Однако хозяин квартиры и сам не выражал какого-нибудь острого интереса к оценке своей мебели. Он сказал:
— По мне, стояли бы они тут до самой моей смерти. Да вот дочка с мужем надумали заводить новый гарнитур.
— Но вы уполномочены продавать эти вещи? — спросил Карев. Он устал, это была седьмая квартира за сегодняшний день.
— А кто меня уполномочит? — сказал хозяин. — Мебель моя, хочу — продам, хочу — сожгу.
По давней привычке, уже ненужной сейчас, Карев взглянул на него внимательней, прикидывая, что за человек. Ни к каким выводам Карев не пришел — человек как человек.
Пенсионер, наверное.
Может, отставник, хотя вряд ли.
Да на кой мне черт все это нынче знать.
Поскрипев дверкой шкафа и подвигав перекошенными ящиками письменного стола, чтобы еще раз продемонстрировать их изношенность, Карев назвал цену вещей.
— Окончательно? — спросил хозяин.
— Окончательно, — сказал Карев.
— А кресло?
— С креслом — проблема. Не пойдет оно у нас, наверное. Громоздкое. В новые дома его вносить через окно.
— Ну и бог с ним. Я его на помойку выставлю. Добрые люди подберут.
— Зачем же на помойку? Десятку могу предложить.
Так они и сговорились. Карев пометил на бумажке все согласованные цены, записал телефон магазина — завтра с утра можно справиться, когда машина придет за мебелью. Внизу он расписался.
Хозяин взял в руки бумажку, всмотрелся в роспись и спросил:
— Это у вас какая буква стоит?
— Буква «Я», — ответил Карев. — Меня зовут Яков Степанович.
— Понятно, — сказал хозяин. — Здравствуйте, Яков Степанович.
— Здравствуйте, — сказал Карев.
— Дай господь памяти, — задумался хозяин. — Под какой же фамилией вы меня последний раз брали?.. Серегин я тогда, кажется, был.
— Серегин, Антон? — быстро спросил Карев.
— Убей — не помню, может, и Антон… А я вас сразу признал, Яков Степанович: еще вы пальто снимали в прихожей, я подумал — ищет кого-нибудь Яков Степанович.
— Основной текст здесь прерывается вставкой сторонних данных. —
PR #3935, opened 2024-11-07
feat(eslint): upgrade eslint to version ^9

### LINKED ISSUE #3907: hardcoded versions lead to outdated eslint for typescript/javascript projects
I am using projen in a CDK Constructs library project (`AwsCdkConstructLibrary`), and I noticed the eslint version had become unsupported, and incompatible with the (meanwhile updated) typescript version.

I will lead with the exact questions/remarks I have.
A more detailed experience follows.

### Questions

- Is this hard-coded versioning desired, perhaps to guarantee compatibility with the configuration props for eslint at the projen project configuration level?
- Can this behavior be documented, because it was somewhat of a frustrating experience setting devDeps, and seeing no effect for some select packages, because of this overriding behavior.
- Can these dependencies be updated?

### My Experience

Recently, I notices that the eslint version that projen installed was no longer supported:

```
❯ pnpx projen
👾 default | ts-node --project tsconfig.dev.json .projenrc.ts
👾 Installing dependencies...
👾 install | pnpm i --no-frozen-lockfile
 WARN  deprecated eslint@8.57.1: This version is no longer supported. Please see https://eslint.org/version-support for other options.
```

Additionally, it is no longer compatible with the default typescript version that is being installed with projen:

```
❯ pnpx projen test
<snip>
👾 test » eslint | eslint --ext .ts,.tsx --fix --no-error-on-unmatched-pattern  src test build-tools projenrc .projenrc.ts
=============

WARNING: You are currently running a version of TypeScript which is not officially supported by @typescript-eslint/typescript-estree.

You may find that it works just fine, or you may not.

SUPPORTED TYPESCRIPT VERSIONS: >=4.7.4 <5.6.0

YOUR TYPESCRIPT VERSION: 5.6.3

Please only submit bug reports when using the officially supported version.

=============
```

After some debugging I was able to track the refusal to upgrade eslint (using `pnpx projen upgrade`) to `pnpx projen` insisting on
```
"@typescript-eslint/eslint-plugin": "^7",
"@typescript-eslint/parser": "^7",
```

So I tried updating those using the `devDeps` property for my projen project, which did absolutely nothing.
However, adding the following at the bottom of the `.projenrc.ts` file did help:

```
project.addDevDeps(
  "eslint@^8",
  "@typescript-eslint/eslint-plugin@^8",
  "@typescript-eslint/parser@^8",
  "eslint-import-resolver-typescript",
  "eslint-plugin-import",
);
```

This is because I found out that using eslint in projen will add these hardcoded versions to the devDependencies:

https://github.com/projen/projen/blob/38be291c30f131eba6b58e2b79b9865eebe4ae2e/src/typescript/typescript.ts#L561-L569

https://github.com/projen/projen/blob/38be291c30f131eba6b58e2b79b9865eebe4ae2e/src/javascript/eslint.ts#L205-L211

I kept eslint at version 8, because there are some breaking changes when moving to 9.

nikovirtala:
Fixes #3907

This is a draft of what the `eslint` v9 update could look like — it doesn't seem to break things

---


nikovirtala:
Ok, if done that way... it doesn't work on Windows.

mrgrain:
> Ok, if done that way... it doesn't work on Windows.

Try setting the env on the task, not as part of the exec command.

nikovirtala:
> Try setting the env on the task, not as part of the exec command.

The result should look something like this?

```js
    "eslint": {
      "name": "eslint",
      "description": "Runs eslint against the codebase",
      "env": {
        "ESLINT_USE_FLAT_CONFIG": "false"
      },
      "steps": [
        {
          "exec": "eslint --ext .ts,.tsx --fix --no-error-on-unmatched-pattern $@ src test build-tools projenrc .projenrc.ts",
          "receiveArgs": true
        }
      ]
    },
```

nikovirtala:
> Try setting the env on the task, not as part of the exec command.

That's now done — can you trigger the build?

mrgrain (approved):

Только не мог взять в толк, зачем вы ко мне-то пришли. Я ведь этими делами с войны не занимаюсь. — Серегин засмеялся. — А под оценщика вы здорово ловчите. Не знавши, не различишь.
Карев сказал:
— Уволился я из милиции, Серегин. Пятый год работаю в мебельном комиссионном.
— По болезни?
— Да нет, здоров я. А ты-то на пенсии?
— Сто целковых дали. Не жалуюсь… Дочка у меня кончает торговый техникум, зять — экономист. Жить можно, Яков Степанович. Спасибо вам — дали мне тогда чистый паспорт.